The bottom line: The agency has perhaps the most stunning percentage increase of the year due in large part to the funds for the Industrial Technology Service.
DOE Office of Science
By the numbers: The request calls for $8.8 billion for FY24, an 8.6% increase.
What’s included: Within the Office of Science, DOE’s efforts to develop fusion energy would see a 31% boost to $1 billion.
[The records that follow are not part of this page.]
PR #108, opened 2020-03-29
Fix cache outputs retrieval for invalidated notebooks

chrisjsewell:
The previous implementation fails when an existing notebook is changed with failing code.

For example make the MyST-NB documentation, then add `raise Exception` to a cell in `use/basic.ipynb`, and re-run:

image

With the new (simplified) code:

image

@AakashGfude is there any reason why you were trying to find the cache record by URI? (something you really shouldn't be trying to do 😬)

### DIFF
--- a/myst_nb/cache.py
+++ b/myst_nb/cache.py
@@ -9,7 +9,6 @@ from pathlib import Path
 from sphinx.util import logging
 from sphinx.util.osutil import ensuredir
 
-from jupyter_cache.cache.db import NbCacheRecord
 from jupyter_cache import get_cache
 from jupyter_cache.executors import load_executor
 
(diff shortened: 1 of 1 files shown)


choldgraf:
This all seems good to me - I'll hold off on merging in case @AakashGfude had a specific reason for the old pattern

AakashGfude:
@chrisjsewell  I am actually trying to get the list of all records with that URI and then iterating through them to find the latest record. Reason being, I only have uri as an identifier at that point in the function. 
```
cache_list = NbCacheRecord.records_from_uri(file_path, db)
        if len(cache_list):
            latest = None
            for item in cache_list:
                if latest is None or (latest < item.created):
                    latest = item.created
                    latest_record = item
            cache_record = latest_record
```

choldgraf:
Let's merge away then!

PR #109, opened 2020-03-30
Cache: get source suffixes from sphinx app, rather than hard-codind to `.ipynb`

chrisjsewell:


chrisjsewell:
> I guess this is setting the stage for MD execution yeah?

Yeh, plus just making it more robust with the proper sphinx machinery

Meanwhile, the agency’s separate ARPA-E program would receive a 38% increase to $470 million, and its Office of Electricity would get a 165% increase to $797 million due to funding authorized by the Inflation reduction Act.
The bottom line: The Office of Science increase marks a step toward realizing the nearly 50% increase over 5 years authorized by the CHIPS and Science Act.
By the numbers: Biden’s request includes $27.2 billion for FY24, an increase of 8.7%.
What’s included: The overall budget would carve out $2.5 billion for NASA’s earth science division, an increase of nearly 14%.
The bottom line: The agency would receive increases to most programs under Biden’s request.
For the U.S. to meet the challenges of today and tomorrow and lead the globe in science and technology innovation, Congress must provide the full amount of funding possible from the CHIPS and Science Act in the upcoming appropriations cycle.
The crucial work undertaken by our country’s top science agencies, such as the NSF and NIST, can help ensure new research, development and technological advancements are created here at home. But first, these institutions need the funding to do so.
The passage of this bipartisan legislation last year was a remarkable win for science, technology and the country. Now, we need lawmakers to come together once again to secure the funding needed to improve the lives of every American and expand our economy.